The elegance of the analysis is notable: by decomposing the LS loss into two terms in logit space, the paper reveals the dual nature of LS — beneficial when predictions are correct, harmful when they are not.
The modification introduced by MaxSup is extremely simple (replacing \(z_{gt}\) with \(z_{max}\)), requires no additional hyperparameters, and incurs virtually no computational cost, making it highly suitable for large-scale adoption.
The analysis linking intra-class diversity preservation to transfer learning performance offers a new perspective for understanding feature regularization methods.
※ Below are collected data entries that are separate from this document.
PR #1109, opened 2022-03-23
Fix errata marking

favonia:
Upon closer inspection of errata.tex, I noticed that the errata marking in #1104 has led to incorrect results, possibly due to how `./mark-errata` is designed and how GitHub's actions/checkout performs merge for pull_request events. (I did not really change the script in #1104.) My current hypothesis is that the script can only be run on the master branch, and the CI has been updated accordingly. @JasonGross

### DIFF
--- a/.github/workflows/ci.yml
+++ b/.github/workflows/ci.yml
@@ -12,8 +12,8 @@ jobs:
     name: Update errata
     runs-on: ubuntu-latest
     # It seems the ./mark-errata script would not work correctly for pull_request events.
-    # We want to run the script on the master branch anyways.
-    if: ${{ (github.event_name == 'workflow_dispatch' || github.event_name == 'push') && github.ref == 'refs/heads/master' }}
+    # We want to run the script only on the master branch anyways.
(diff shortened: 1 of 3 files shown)


.github/workflows/ci.yml
```diff
@@ -11,8 +11,9 @@ jobs:
   update-errata:
     name: Update errata
     runs-on: ubuntu-latest
-    # it seems impossible to update a branch in a forked repo with the default token
-    if: ${{ ! (github.event_name == 'pull_request' && github.event.pull_request.head.repo.full_name != github.repository) }}
+    # It seems the ./mark-errata script would not work correctly for pull_request events.
+    # We want to run the script on the master branch anyways.
+    if: ${{ (github.event_name == 'workflow_dispatch' || github.event_name == 'push') && github.ref == 'refs/heads/master' }}
```
JasonGross, line 16: Do you also want to check that we're on the main repo here, and not run on people's forks' master branches?

JasonGross (approved):

.github/workflows/ci.yml
favonia: Good point.

favonia:
Let me merge this first, especially before #1106.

Limitations & Future Work¶

The authors acknowledge that the effect of MaxSup in knowledge distillation settings remains unexplored (prior work has noted that LS-trained teacher models may degrade distillation quality).
In robustness evaluations (CIFAR-10-C), MaxSup yields slightly higher error than the CE baseline, indicating that it does not uniformly dominate on out-of-distribution data.
In long-tailed classification, MaxSup, like LS, does not address the few-shot (minority class) problem.
The theoretical analysis assumes that the logit ranking changes dynamically during training, but the proportion of training steps where \(z_{gt} \neq z_{max}\) across different training phases is not analyzed.

Distinction from Logit Penalty: Logit Penalty penalizes the \(\ell_2\) norm of all logits (global shrinkage), whereas MaxSup penalizes only the top-1 logit (local suppression), thereby preserving greater intra-class diversity.
Distinction from OLS and Zipf-LS: The latter two adjust the construction of soft labels, while MaxSup changes the penalty target position, more directly addressing the root cause of the problem.
Implications for Neural Collapse Research: LS drives features toward excessive collapse, while MaxSup partially resists this tendency.

Rating¶

Novelty: ⭐⭐⭐⭐ The loss decomposition analysis is insightful, though the resulting method modification is minimal.
Experimental Thoroughness: ⭐⭐⭐⭐⭐ Covers diverse architectures (CNN/ViT) and tasks (classification, segmentation, transfer learning, fine-grained recognition, long-tailed learning, robustness).
Writing Quality: ⭐⭐⭐⭐⭐ Theoretical derivations are clear, with rigorous logical flow from problem identification to solution design.
Value: ⭐⭐⭐⭐ As a plug-and-play replacement for LS, MaxSup is simple, effective, and highly practical.